> Data listing:

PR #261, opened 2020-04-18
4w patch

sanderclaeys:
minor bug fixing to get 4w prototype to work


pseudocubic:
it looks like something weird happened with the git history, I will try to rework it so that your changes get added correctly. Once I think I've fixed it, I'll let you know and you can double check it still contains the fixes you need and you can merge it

> Goal of the exercise: Exact copy required. Retype all of the entries word for word.

> Written response:
PR #261, opened 2020-04-18
4w patch

sanderclaeys:
minor bug fixing to get 4w prototype to work


pseudocubic:
it looks like something weird happened with the git history, I will try to rework it so that your changes get added correctly. Once I think I've fixed it, I'll let you know and you can double check it still contains the fixes you need and you can merge it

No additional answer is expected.